PR #343, opened 2018-10-16
don't set a default lazy_redirect_host

evgeni:
this allows Pulp to decide itself which host to redirect to

### DIFF
--- a/manifests/params.pp
+++ b/manifests/params.pp
@@ -86,7 +86,7 @@ class pulp::params {
   $email_enabled = false
 
   $manage_squid = false
-  $lazy_redirect_host = downcase($::fqdn)
+  $lazy_redirect_host = undef
   $lazy_redirect_port = undef
   $lazy_redirect_path = '/streamer/'
   $lazy_https_retrieval = false


evgeni:
Maybe, this is not as easy as I thought:

```
% git grep redirect_ho      
server/etc/pulp/server.conf:# redirect_host:
server/etc/pulp/server.conf:# redirect_host:
server/pulp/server/config.py:        'redirect_host': socket.getfqdn(),
server/pulp/server/content/web/views.py:        redirect_host = pulp_conf.get('lazy', 'redirect_host')
server/pulp/server/content/web/views.py:            redirect_host or host,
server/pulp/server/controllers/repository.py:    host = pulp_conf.get('lazy', 'redirect_host')
server/test/unit/server/content/web/test_views.py:                'redirect_host': host,
server/test/unit/server/controllers/test_repository.py:            'redirect_host': 'pulp.example.com',
```

ekohl:
On IRC we discussed that setting it to a space and a colleague confirmed that did what he wanted. That results in a YAML that is valid but passes an empty string into the app I think. It's a rather ugly hack though.

ehelms:
Can you expand on why you want to make this change?

evgeni:
@ehelms the relevant pulp patch was merged: https://github.com/pulp/pulp/pull/3726 - do we want to merge this now, or wait till a pulp release contains it, or smth else? :)

ehelms:
With the Pulp patch, what will this change cause to happen? As in, will things operate the same if we pull this in town?

evgeni:
So the pulp patch switches the default redirect host from `socket.getfqdn()` to whatever was in the HTTP Host header.

ekohl:
Can this be released into 1.20 or will it need to wait for that Pulp patch to actually be released?

evgeni:
@ekohl see my previous comment, I think this should be safe for 1.20 without the Pulp change.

##############################

◆ DIRECTIONS: I would like you to output every record exactly as written.

◆ OUTPUT OF THE TASK:
PR #343, opened 2018-10-16
don't set a default lazy_redirect_host

evgeni:
this allows Pulp to decide itself which host to redirect to

### DIFF
--- a/manifests/params.pp
+++ b/manifests/params.pp
@@ -86,7 +86,7 @@ class pulp::params {
   $email_enabled = false
 
   $manage_squid = false
-  $lazy_redirect_host = downcase($::fqdn)
+  $lazy_redirect_host = undef
   $lazy_redirect_port = undef
   $lazy_redirect_path = '/streamer/'
   $lazy_https_retrieval = false


evgeni:
Maybe, this is not as easy as I thought:

```
% git grep redirect_ho      
server/etc/pulp/server.conf:# redirect_host:
server/etc/pulp/server.conf:# redirect_host:
server/pulp/server/config.py:        'redirect_host': socket.getfqdn(),
server/pulp/server/content/web/views.py:        redirect_host = pulp_conf.get('lazy', 'redirect_host')
server/pulp/server/content/web/views.py:            redirect_host or host,
server/pulp/server/controllers/repository.py:    host = pulp_conf.get('lazy', 'redirect_host')
server/test/unit/server/content/web/test_views.py:                'redirect_host': host,
server/test/unit/server/controllers/test_repository.py:            'redirect_host': 'pulp.example.com',
```

ekohl:
On IRC we discussed that setting it to a space and a colleague confirmed that did what he wanted. That results in a YAML that is valid but passes an empty string into the app I think. It's a rather ugly hack though.

ehelms:
Can you expand on why you want to make this change?

evgeni:
@ehelms the relevant pulp patch was merged: https://github.com/pulp/pulp/pull/3726 - do we want to merge this now, or wait till a pulp release contains it, or smth else? :)

ehelms:
With the Pulp patch, what will this change cause to happen? As in, will things operate the same if we pull this in town?

evgeni:
So the pulp patch switches the default redirect host from `socket.getfqdn()` to whatever was in the HTTP Host header.

ekohl:
Can this be released into 1.20 or will it need to wait for that Pulp patch to actually be released?

evgeni:
@ekohl see my previous comment, I think this should be safe for 1.20 without the Pulp change.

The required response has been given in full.